PROBLEM DETAILS: Nothing but the lines from the top of the following entries through the line with "strange text fragment" should be printed, exactly as they are.

RECORDS SUPPLIED:
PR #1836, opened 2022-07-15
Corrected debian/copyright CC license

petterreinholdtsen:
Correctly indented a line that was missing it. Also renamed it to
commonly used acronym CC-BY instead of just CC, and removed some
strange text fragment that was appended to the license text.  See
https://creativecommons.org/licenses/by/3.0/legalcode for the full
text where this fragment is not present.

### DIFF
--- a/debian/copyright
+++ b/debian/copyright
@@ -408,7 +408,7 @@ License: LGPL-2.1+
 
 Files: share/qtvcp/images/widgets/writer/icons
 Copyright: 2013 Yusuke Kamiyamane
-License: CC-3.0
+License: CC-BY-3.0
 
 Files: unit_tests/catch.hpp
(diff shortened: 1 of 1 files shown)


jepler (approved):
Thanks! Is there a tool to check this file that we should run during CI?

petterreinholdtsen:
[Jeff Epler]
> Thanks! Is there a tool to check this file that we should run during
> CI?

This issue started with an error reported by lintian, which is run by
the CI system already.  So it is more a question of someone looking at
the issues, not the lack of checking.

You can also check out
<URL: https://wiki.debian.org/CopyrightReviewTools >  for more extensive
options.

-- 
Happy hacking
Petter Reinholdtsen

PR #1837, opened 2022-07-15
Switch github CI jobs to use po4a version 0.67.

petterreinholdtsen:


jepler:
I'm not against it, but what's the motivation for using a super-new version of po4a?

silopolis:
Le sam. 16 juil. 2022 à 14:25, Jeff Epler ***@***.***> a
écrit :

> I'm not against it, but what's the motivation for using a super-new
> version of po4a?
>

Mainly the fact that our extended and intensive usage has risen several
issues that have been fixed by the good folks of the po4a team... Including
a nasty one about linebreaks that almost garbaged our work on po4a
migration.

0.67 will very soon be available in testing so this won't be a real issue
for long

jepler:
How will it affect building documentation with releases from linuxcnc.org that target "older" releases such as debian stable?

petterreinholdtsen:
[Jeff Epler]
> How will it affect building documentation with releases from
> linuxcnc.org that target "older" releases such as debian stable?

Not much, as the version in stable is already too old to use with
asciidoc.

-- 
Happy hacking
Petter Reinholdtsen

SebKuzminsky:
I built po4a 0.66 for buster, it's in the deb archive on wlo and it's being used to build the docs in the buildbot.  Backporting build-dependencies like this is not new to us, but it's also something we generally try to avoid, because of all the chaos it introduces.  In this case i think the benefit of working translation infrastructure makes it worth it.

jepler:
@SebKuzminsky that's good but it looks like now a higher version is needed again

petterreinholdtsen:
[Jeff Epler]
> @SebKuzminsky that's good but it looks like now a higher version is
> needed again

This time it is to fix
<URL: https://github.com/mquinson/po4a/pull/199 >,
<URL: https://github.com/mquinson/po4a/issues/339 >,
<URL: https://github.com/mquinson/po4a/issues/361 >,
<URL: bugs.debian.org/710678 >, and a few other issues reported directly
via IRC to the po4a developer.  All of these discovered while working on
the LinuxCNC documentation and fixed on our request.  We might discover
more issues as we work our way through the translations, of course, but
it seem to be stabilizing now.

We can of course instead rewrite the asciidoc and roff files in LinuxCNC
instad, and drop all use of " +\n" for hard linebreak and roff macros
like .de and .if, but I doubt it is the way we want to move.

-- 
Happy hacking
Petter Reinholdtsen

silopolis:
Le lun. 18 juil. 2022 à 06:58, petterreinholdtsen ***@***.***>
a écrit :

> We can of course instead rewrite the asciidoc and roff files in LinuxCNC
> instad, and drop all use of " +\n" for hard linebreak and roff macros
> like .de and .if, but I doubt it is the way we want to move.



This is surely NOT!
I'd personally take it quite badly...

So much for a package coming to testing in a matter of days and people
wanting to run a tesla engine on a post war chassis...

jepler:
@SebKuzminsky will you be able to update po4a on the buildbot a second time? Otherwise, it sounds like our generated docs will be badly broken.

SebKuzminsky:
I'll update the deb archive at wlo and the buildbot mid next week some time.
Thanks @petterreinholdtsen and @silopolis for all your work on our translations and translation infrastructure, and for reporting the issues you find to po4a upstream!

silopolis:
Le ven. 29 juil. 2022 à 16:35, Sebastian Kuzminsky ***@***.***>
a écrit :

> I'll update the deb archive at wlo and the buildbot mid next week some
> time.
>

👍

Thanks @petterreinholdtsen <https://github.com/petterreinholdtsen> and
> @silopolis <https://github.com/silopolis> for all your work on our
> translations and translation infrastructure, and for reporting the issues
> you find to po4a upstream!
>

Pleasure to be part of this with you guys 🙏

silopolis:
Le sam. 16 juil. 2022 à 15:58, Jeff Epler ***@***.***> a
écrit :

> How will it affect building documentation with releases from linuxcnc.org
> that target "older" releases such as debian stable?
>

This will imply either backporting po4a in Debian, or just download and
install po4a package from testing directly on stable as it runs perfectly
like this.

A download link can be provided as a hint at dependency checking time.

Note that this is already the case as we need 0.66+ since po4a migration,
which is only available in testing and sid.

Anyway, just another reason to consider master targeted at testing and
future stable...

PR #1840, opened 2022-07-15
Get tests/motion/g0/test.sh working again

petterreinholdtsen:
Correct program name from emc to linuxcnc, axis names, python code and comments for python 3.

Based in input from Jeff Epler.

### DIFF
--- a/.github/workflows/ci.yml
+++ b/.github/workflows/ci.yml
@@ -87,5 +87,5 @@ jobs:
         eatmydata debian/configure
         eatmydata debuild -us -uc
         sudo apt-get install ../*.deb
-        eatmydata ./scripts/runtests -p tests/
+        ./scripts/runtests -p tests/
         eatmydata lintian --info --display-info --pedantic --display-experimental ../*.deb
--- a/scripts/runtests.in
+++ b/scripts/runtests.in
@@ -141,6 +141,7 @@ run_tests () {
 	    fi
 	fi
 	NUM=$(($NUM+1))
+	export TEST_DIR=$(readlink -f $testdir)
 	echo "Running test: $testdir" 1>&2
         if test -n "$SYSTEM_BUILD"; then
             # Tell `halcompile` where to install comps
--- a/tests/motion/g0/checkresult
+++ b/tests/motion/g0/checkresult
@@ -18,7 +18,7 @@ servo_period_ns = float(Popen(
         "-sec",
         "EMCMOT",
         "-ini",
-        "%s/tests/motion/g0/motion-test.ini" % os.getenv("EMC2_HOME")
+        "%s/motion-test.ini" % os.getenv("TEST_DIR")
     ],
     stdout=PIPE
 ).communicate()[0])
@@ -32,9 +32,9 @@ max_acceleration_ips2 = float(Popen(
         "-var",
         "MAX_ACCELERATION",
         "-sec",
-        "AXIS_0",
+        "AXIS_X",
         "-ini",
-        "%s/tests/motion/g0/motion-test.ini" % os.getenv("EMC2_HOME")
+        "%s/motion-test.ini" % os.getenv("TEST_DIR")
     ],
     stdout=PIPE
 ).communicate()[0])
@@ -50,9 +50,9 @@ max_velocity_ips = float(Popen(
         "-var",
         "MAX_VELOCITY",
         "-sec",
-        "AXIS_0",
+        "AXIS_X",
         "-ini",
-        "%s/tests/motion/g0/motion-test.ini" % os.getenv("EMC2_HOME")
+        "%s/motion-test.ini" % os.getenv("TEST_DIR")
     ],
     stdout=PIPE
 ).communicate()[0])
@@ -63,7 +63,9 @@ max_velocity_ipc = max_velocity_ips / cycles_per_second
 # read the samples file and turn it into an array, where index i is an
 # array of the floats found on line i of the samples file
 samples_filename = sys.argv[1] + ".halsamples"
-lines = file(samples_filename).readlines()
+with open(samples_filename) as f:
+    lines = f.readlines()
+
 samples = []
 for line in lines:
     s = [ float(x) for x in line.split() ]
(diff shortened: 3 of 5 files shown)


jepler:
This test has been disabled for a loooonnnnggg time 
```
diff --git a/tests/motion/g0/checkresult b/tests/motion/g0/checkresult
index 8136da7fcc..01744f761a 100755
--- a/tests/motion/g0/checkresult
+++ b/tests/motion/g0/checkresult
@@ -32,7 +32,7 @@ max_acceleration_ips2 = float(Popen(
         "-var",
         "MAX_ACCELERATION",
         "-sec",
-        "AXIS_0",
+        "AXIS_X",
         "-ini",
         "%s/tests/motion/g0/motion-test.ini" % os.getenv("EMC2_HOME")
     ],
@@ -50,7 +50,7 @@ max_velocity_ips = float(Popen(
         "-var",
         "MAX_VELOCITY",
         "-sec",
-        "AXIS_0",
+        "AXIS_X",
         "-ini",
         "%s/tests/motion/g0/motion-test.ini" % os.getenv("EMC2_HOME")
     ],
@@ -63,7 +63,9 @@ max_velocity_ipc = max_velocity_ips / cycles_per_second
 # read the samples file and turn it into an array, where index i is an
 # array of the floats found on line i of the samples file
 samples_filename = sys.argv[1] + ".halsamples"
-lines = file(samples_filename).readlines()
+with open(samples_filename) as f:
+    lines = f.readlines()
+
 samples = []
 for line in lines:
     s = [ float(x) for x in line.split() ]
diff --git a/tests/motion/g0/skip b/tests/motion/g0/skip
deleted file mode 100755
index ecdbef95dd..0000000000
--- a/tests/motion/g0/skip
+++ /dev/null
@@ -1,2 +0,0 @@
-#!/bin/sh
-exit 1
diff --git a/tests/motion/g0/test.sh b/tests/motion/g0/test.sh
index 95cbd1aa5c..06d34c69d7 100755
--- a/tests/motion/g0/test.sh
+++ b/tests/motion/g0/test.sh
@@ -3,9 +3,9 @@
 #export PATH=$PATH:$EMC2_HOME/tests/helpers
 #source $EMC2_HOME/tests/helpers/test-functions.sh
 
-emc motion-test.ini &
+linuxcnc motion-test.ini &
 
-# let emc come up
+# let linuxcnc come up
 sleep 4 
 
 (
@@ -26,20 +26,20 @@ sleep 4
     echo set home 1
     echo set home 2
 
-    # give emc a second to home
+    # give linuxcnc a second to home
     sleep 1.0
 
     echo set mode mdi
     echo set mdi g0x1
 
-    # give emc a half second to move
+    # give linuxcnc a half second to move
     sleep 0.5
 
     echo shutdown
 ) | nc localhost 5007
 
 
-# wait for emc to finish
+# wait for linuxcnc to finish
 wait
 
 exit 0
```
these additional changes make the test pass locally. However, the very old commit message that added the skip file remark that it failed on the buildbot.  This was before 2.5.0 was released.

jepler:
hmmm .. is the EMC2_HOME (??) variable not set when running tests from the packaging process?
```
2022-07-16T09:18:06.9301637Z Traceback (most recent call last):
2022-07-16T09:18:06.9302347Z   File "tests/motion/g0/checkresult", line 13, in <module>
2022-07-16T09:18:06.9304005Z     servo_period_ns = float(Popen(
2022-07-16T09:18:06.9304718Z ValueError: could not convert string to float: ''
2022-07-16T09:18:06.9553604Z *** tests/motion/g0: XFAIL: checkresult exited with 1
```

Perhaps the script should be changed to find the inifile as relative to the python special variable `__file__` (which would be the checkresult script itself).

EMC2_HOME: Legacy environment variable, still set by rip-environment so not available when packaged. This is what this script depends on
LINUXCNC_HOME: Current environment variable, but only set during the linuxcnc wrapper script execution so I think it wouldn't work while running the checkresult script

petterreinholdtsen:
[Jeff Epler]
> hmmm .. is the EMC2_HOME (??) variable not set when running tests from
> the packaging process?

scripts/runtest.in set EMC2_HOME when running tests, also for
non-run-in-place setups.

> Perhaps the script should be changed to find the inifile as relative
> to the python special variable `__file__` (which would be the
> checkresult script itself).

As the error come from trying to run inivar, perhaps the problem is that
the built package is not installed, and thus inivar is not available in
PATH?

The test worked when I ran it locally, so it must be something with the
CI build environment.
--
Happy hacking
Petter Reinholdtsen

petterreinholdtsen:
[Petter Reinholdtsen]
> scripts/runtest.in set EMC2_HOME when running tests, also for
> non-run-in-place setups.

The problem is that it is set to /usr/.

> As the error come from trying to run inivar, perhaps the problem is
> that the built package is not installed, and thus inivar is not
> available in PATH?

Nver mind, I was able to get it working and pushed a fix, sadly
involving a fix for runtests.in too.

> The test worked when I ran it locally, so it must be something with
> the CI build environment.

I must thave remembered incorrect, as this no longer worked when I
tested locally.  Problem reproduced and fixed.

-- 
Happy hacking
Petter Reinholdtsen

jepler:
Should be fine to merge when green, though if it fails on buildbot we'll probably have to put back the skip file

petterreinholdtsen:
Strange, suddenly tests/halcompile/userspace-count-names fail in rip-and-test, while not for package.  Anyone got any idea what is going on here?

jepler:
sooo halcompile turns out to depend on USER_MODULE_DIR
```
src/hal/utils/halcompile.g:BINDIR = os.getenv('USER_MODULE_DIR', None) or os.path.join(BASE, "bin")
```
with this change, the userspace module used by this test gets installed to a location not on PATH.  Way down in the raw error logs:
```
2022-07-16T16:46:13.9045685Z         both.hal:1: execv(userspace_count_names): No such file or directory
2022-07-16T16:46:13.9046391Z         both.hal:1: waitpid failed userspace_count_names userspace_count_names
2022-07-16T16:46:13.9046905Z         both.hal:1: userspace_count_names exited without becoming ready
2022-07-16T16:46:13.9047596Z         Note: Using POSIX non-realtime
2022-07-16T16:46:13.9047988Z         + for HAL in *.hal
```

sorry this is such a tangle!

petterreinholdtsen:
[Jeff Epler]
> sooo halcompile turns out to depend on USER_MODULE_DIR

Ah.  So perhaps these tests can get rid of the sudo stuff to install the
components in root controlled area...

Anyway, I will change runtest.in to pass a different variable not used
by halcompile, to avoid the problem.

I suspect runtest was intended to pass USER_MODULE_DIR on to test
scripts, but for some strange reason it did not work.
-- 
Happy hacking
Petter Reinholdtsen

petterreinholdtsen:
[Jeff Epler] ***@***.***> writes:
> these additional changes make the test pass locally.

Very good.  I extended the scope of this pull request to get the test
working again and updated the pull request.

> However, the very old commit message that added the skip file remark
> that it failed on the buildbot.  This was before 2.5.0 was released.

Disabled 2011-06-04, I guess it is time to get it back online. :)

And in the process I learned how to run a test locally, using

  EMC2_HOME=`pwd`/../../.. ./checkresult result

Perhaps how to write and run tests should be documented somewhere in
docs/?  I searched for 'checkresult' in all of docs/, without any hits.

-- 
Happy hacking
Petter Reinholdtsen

RESULT OF THE TASK:
PR #1836, opened 2022-07-15
Corrected debian/copyright CC license

petterreinholdtsen:
Correctly indented a line that was missing it. Also renamed it to
commonly used acronym CC-BY instead of just CC, and removed some
strange text fragment that was appended to the license text.  See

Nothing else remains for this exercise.